[Lasnetmail] Introduction to Resistance in Bogotá Colmbia

Viola Wilkins violawil at bigpond.net.au
Sat Mar 31 08:32:40 UTC 2007


Introduction to Resistance in Bogotá

by CrimethInc.

On March 11, 2007, downtown Bogotá was filled with soldiers, snipers, 
undercover cops, and riot police on account of George Bush’s visit to 
Colombia. Nevertheless, hundreds gathered at the police barricades to 
burn flags and express their opposition to neoliberal capitalism. When 
the police turned water cannons, tear gas, and batons upon the crowd, 
the protesters tore lampposts and park benches out of the sidewalk to 
defend themselves and smashed the windows of banks and shops.
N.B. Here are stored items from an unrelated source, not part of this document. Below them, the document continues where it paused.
PR #1424, opened 2021-10-13
Add ability to use class/method to ACT requests

stephengalbraith:
## Overview

This PR modifies existing code to add the ability for developers to access ACT requests using the Class/Method reference instead of making calls to fetch the action id. It also moves the conditional to check if the module is installed outside the main conditional (the current ordering would only check if the ACT was not numeric, which would ignore many calls.

Essentially what I've done is allowed calls to be made by: ?ACT=class/method

If this is accepted, I can also submit a PR to the docs talking about this change.

I am open to discussions or any other ideas on this as well.

## Nature of This Change

- [ ] 🐛 Fixes a bug
- [ ] 💅 Fixes coding style
- [ ] ✅ Adds tests
- [ ] 👽 Adds new dependency
- [ ] 🔒 Improves security 

- [x] Yes
- [ ] No

## Documentation


intoeetive:
@TomJaeger what are your thoughts on this one?

matthewjohns0n:
Chatting internally about this one, I think we all tend to agree that this is not something we're comfortable including in the ExpressionEngine core. We're afraid it may open a potential security hole. For a few reasons, we prefer the action IDs to be obfuscated rather than referenced by name. 

Leaving them to be referenced by ID makes it difficult for an attacker to figure out which action ID belongs to a function that they might want to use as an attack vector. 

This also makes it hard to determine what other add-ons might be installed. For example, an attacker might try to post to `eCommerce:ProcessPayment` or something along those lines, to figure out more information about an add-on running in the core. 

We do appreciate the contribution, but at this time we've decided not to include this PR.

PR #2075, opened 2022-05-10
Resolved #2063, where outdated resources could be served

### LINKED ISSUE #2063: CSS templates are synchronized only when visiting CP -> Templates
Summary: If I edit the style.css in the template folder ("/templates/default_site/mydirectory/de/style.css") remotely via FTP/SFTP, the changes are no longer transmitted/displayed after a (hard) reload .

When I load the "style.css" file from the template folder with my CSS editor "Nova" and make changes, the browser does not accept these changes. It doesn't matter whether I work on my provider's server or with my local web server (MAMP).

But if I open the CSS file in the EE backend with the template editor (only open it, don't even save it), then I see the changes and suddenly the browser also shows them (this applies to Chrome, Firefox, Safari and the caches I had deactivated, template caching is also deactivated).

Another note: I have upgraded to EE 6.3.2 for two customers and the problem occurs there too.
I changed the style.css via editor for a customer with EE 6.2.7. The changes were immediately visible online in the "page source code" of the browser. After that I updated this website to EE 6.3.2. After that I had the same problem: ExpressionEngine doesn't propagate the CSS changes to the browser. Even if I use a different editor, a different Mac computer or a different IP.

Now I have no choice but to reference the CSS file directly from another directory in the root (so not from "user/templates/etc"). Then everything works as usual again.

PHP 7.4
MySQL 5.7.37
EE 6.3.2 and 6.3.3
Editor: Nova from Panic

robsonsobral:
## Overview

- requests of resources with version suffixes, like `/index.php?css=resources/style.v.1652145060`, wasn't clearing the cache;
- resources on MSM sites where messing the checking of each other's modification / edition times;
- serve of fresh resources on cached pages wasn't being tested.

Resolves [#2063](https://github.com/ExpressionEngine/ExpressionEngine/issues/2063).

## Nature of This Change

- [x] 🐛 Fixes a bug
- [ ] 💅 Fixes coding style
- [x] ✅ Adds tests
- [ ] 👽 Adds new dependency
- [ ] 🔒 Improves security 

- [x] Yes
- [ ] No

### DIFF
--- a/system/ee/ExpressionEngine/Library/Resource/Request.php
+++ b/system/ee/ExpressionEngine/Library/Resource/Request.php
@@ -41,11 +41,13 @@ class Request
         $name = '';
         $site_name = '';
         $template_version = 0;
+        $modified_since = ee('Request')->header('IF_MODIFIED_SINCE');
 
+        // requests by trigger segments, the ones without version suffixes
         if (in_array(ee()->uri->segment(1), ee()->uri->reserved) && false !== ee()->uri->segment(2)) {
             $resource = ee()->uri->segment(2) . '/' . ee()->uri->segment(3);
             $this->type = ee()->uri->segment(1);
-        } else {
+        } else { // requests query strings, the ones with version suffixes
             foreach (self::TYPES as $type) {
                 if (ee('Request')->get($type)) {
                     $resource = ee('Request')->get($type);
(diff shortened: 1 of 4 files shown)


robsonsobral:
May we go ahead and merge this, @bytebaby?

bytebaby:
Yes. In my test environment, everything is now running correctly again, @robsonsobral

intoeetive (approved):

PR #2086, opened 2022-05-18
Improved modals UI

Yulyaswan:
Fix rounded corners on modals

EECORE-1611


ajohnson:
@Yulyaswan Looks good! I pushed a couple additional styling tweaks.

Using `overflow: hidden` definitely fixes the rounded corner issue. But it looks like we had previously removed that property because of some new features that use dropdown menus within modals.

So to avoid the dropdowns from getting clipped off I just added rounded corners to the `dialog__header` and `dialog__actions` instead.

Thanks!

ajohnson (approved):

PR #2089, opened 2022-05-19
fixed close button position for Template settings modal

Yulyaswan:
EECORE-1880


intoeetive (approved):

intoeetive (dismissed):
@Yulyaswan I don't think this was done right. The 'x' position is now incorrect on "select file" modal in entries.

Also since this is really minor UX change which is not influencing functionality, we could just skip it for the time being, if the solution would be too complex

bryannielsen (approved):

PR #2091, opened 2022-05-20
Updated return from grid model to get the correct array element to pr…

TomJaeger:
Updated the grid parser to greatly reduce queries and execution time when files are in a grid.

EECORE-1886


intoeetive:
the changes have been pushed directly to performance branch (@bryannielsen did review)

PR #2092, opened 2022-05-20
Feature/grid file performance

TomJaeger:
Big performance improvement for files in grid.


system/ee/legacy/libraries/Grid_parser.php
```diff
@@ -247,6 +247,10 @@ public function parse($channel_row, $field_id, $params, $tagdata, $content_type
 
         $columns = ee()->grid_model->get_columns_for_field($field_id, $content_type);
 
+        // since the get_columns_for_field was passed a single filed ID and NOT
+        // an array we need to make it an array as pre_loop expects an array
+        $this->_pre_loop(array($columns));
```
intoeetive, line 252: If I am reading the code right, `get_columns_for_fields` returns an array - no matter what you passed it. So here you looks like you are making it array of arrays?

Also, what's the reason we need `_pre_loop` to be added here?

intoeetive (commented):
Can you say a bit more on what this change does overall? 

Also see the other comment on code here.

And some of the changes are not PSR-12

system/ee/legacy/libraries/Grid_parser.php
TomJaeger: Pre loop, calls fieldtypes pre_loop function to allow them to fetch data once for the template parser loop... In this case, when a grid is in a fluid, it runs 1 query for the whole grid field.. prior to this it ran a DB query per grid row... (Specifically impacted performance with a file field in a grid).

The get_columns_for_field in this case returns a fairy flat array... however the _pre_loop function works on an array of arrays... which is why it's wrapped.

intoeetive:
the changes have been pushed directly to performance branch (@bryannielsen did review)

PR #2097, opened 2022-05-24
Added support for table alias in SQL joins when using Active Record, #2096

### LINKED ISSUE #2096: Add the ability to define join aliases in Active Record
Sometimes it is necessary to use an alias in a JOIN - when you want to make two separate table joins to the same column for example. Active Record does not support this, nor does it support the addition of aribtrary SQL to a query it is building, so currently you cannot (for example) use a lookup table multiple times in the same request. For example (from the [MySQL docs](https://dev.mysql.com/doc/refman/8.0/en/sql-statements.html#join) you might want to do this
```
SELECT t1.name, t2.salary
  FROM employee AS t1 INNER JOIN info AS t2 ON t1.name = t2.name;
```
Currently this is not possible to specify using Active Record' [join()](https://docs.expressionengine.com/latest/development/legacy/database/active-record.html#jointable-cond-type--) method.

It would be good to add the ability to specify an alias in the join() method. 
It would be easy enough to add to the function by defining a further optional parameter to those already in place, but it would be the necessary to disable the application of the `_protect_identifiers()` method to the join condition, since otherwise AR would attempt to (at the very least) prefix the alias prefix (similar to the effect of setting `$escape = false` in a select() statement).

Usually the need for aliased joins can be avoided by data table design (e.g. [avoiding the need for look-ups by duplicating data](https://dev.mysql.com/doc/refman/8.0/en/optimization.html#data-size-joins)), but if you are working with legacy data this might not be possible.

A small addition would be needed to the AR documentation to note the additional parameter, and that table-name protection is removed when an alias specified.

- [X] I am capable and would like to work on implementation of this feature if it is considered.

jcogs-design:
## Small modification to AR join() method to support use of join aliases

Adds optional fourth parameter to specify an alias for a join (no previous fourth parameter so backward compatible etc).
If an alias is specified it disables `_protect_identifiers` processing on condition in case alias is referenced in condition (identifier protection applied in that case would break the JOIN statement by prefixing the alias with the EE table prefix).

Resolves [#2096](https://github.com/ExpressionEngine/ExpressionEngine/issues/2096).

## Nature of This Change

- [ ] 🐛 Fixes a bug
- [ ] 💅 Fixes coding style
- [ ] ✅ Adds tests
- [ ] 👽 Adds new dependency
- [ ] 🔒 Improves security 

- [X] Yes
- [ ] No

## Documentation

User Guide Pull Request: https://github.com/ExpressionEngine/ExpressionEngine-User-Guide/pull/458

### DIFF
--- a/system/ee/legacy/database/DB_active_rec.php
+++ b/system/ee/legacy/database/DB_active_rec.php
@@ -303,7 +303,7 @@ class CI_DB_active_record extends CI_DB_driver
         $this->_track_aliases($table);
 
         // Strip apart the condition and protect the identifiers
-        if (preg_match('/([\w\.]+)([\W\s]+)(.+)/', $cond, $match) && !$alias) {
+        if (is_empty($alias) && preg_match('/([\w\.]+)([\W\s]+)(.+)/', $cond, $match)) {
             $match[1] = $this->_protect_identifiers($match[1]);
             $match[3] = $this->_protect_identifiers($match[3]);
 
@@ -312,8 +312,8 @@ class CI_DB_active_record extends CI_DB_driver
 
         // If a join alias specified, extract it now
         $join_alias = '';
-        if ($alias) {
-            $join_alias = ' '.$alias.' ';
+        if (! is_empty($alias)) {
+            $join_alias = ' ' . $alias . ' ';
         }
 
         // Assemble the JOIN statement
--- a/system/ee/legacy/database/DB_active_rec.php
+++ b/system/ee/legacy/database/DB_active_rec.php
@@ -283,9 +283,10 @@ class CI_DB_active_record extends CI_DB_driver
      * @param	string $table The table to join
      * @param	string $cond The condition to join on
      * @param	string $type the type of join (left, right, outer, inner, left outer, right outer)
+     * @param	string $alias give the join an alias
      * @return	CI_DB_active_record The active record object
      */
-    public function join($table, $cond, $type = '')
+    public function join($table, $cond, $type = '', $alias = '')
     {
         if ($type != '') {
             $type = strtoupper(trim($type));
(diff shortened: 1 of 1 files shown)


system/ee/legacy/database/DB_active_rec.php
```diff
@@ -302,15 +303,21 @@ public function join($table, $cond, $type = '')
...
             $match[3] = $this->_protect_identifiers($match[3]);
 
             $cond = $match[1] . $match[2] . $match[3];
         }
 
+        // If a join alias specified, extract it now
+        $join_alias = '';
+        if ($alias) {
+            $join_alias = ' '.$alias.' ';
+        }
```
intoeetive: Can you add spaces around `.` to make the code PSR-12? Also, since `$alias` is never a boolean, it is probably more foolproof to check it with `is_empty` (thinking of future PHP versions here)

system/ee/legacy/database/DB_active_rec.php
```diff
@@ -302,15 +303,21 @@ public function join($table, $cond, $type = '')
         $this->_track_aliases($table);
 
         // Strip apart the condition and protect the identifiers
-        if (preg_match('/([\w\.]+)([\W\s]+)(.+)/', $cond, $match)) {
+        if (preg_match('/([\w\.]+)([\W\s]+)(.+)/', $cond, $match) && !$alias) {
```
intoeetive: It might be better to check `$alias` first (and maybe check with is_empty - see the comment below) to save a little bit by avoiding preg_match processing if it's not needed

intoeetive (changes requested):
I think this is really good addition. Thank you!

Just have couple of small comments - check those out

jcogs-design:
Have updated as requested.

intoeetive (approved):

intoeetive (changes requested):
@jcogs-design I am so sorry.

As @bryannielsen pointed out, `is_empty` is not valid PHP tag, `empty` should be used instead - can you make that update?

jcogs-design:
Have updated as requested.

intoeetive (approved):

intoeetive:
Thank you!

Thanks to the internet, many anarchists in the United States have seen 
photos of clashes like this one, but few understand the context in 
which they take place. We paid a visit to Bogotá recently to get more 
background on the political and social climate there and the role of 
anarchists within it. With the helpful guidance of our Colombian 
friends and the understanding that we can only offer limited insight 
into the complexities of their situation, we’d like to share some of 
what we learned.

Colombia is located at the junction of North and South America, a 
strategic position that has brought dire misfortune upon Colombians 
since the first colonial invasions. A century ago, the US forced the 
secession of Panama from Colombia to obtain control of trade passing 
from Atlantic to Pacific, and today the rich ecosystems south of Panama 
are being devastated to open the way for pan-American highway traffic. 
Unlike practically every other major South American nation, Colombia 
was not explicitly ruled by a dictatorship in the latter part of the 
20th century—instead, the pretense of democracy was maintained, with 
representatives of the Liberal and Conservative parties alternating 
rule under the Frente Nacional between 1958 and 1974. This means that 
today, unlike Brazil, Argentina, and Chile, Colombia has yet to enter 
the post-dictatorship era; it is a “democracy,” but one in which every 
serious opposition candidate has been murdered or bought off and 
corporate rule is maintained as often by brute force as by political 
machination.

Having not entered the post-dictatorship era, Colombia is still wracked 
by the kind of internal armed conflict that other Latin American 
countries suffered between the 1960s and 1980s. Politics in Colombia 
are framed by the brutal forty-year civil war between the US-supported 
government—and its paramilitary supporters, who are interlinked with 
the drug cartels the US claims to oppose—and guerrilla insurgents, who 
are also now involved in narcotrafficking. The two primary guerrilla 
factions are the FARC and the ELN, both communist groups formed in 
1964; the FARC is descended from Liberal and communist guerrilla groups 
formed by campesinos in the late 1940s, while the ELN was organized by 
students returning from Fidel Castro’s Cuba.

Every year thousands of Colombians die violently in this struggle, but 
Bogotá is the eye of the storm: a space of relative calm in which the 
conflict takes more subtle forms. Latin America has megapolises like 
nothing in North America—Brazil’s Sao Paulo is twice the size of New 
York, and Mexico City is the biggest in the world—and Bogotá is as 
sprawling and heavily populated as any city in the United States. The 
north is known for its wealthier districts, while in other areas some 
neighborhoods still retain their “popular”—that is to say, class 
conscious and defiant—character [1]. The government has moved 
paramilitaries from their rural territories into some of these 
neighborhoods in recent years, ostensibly in an effort to demobilize 
them but certainly with an eye to destabilizing centers of urban 
resistance as well; locals describe the atmosphere of fear created by 
gangs of shaven-headed belligerents drinking on the streets all day. 
The paramilitaries were withdrawn from one neighborhood after a bombing 
directed at them, showing that perhaps there is a proper time and place 
for every tactic.

Like other Latin American metropolises, Bogotá excels all its North 
American counterparts in graffiti. Everywhere you walk—and people do a 
lot of walking—you can see exhortations from various communist and 
anarchist groups painted in three-foot-high letters.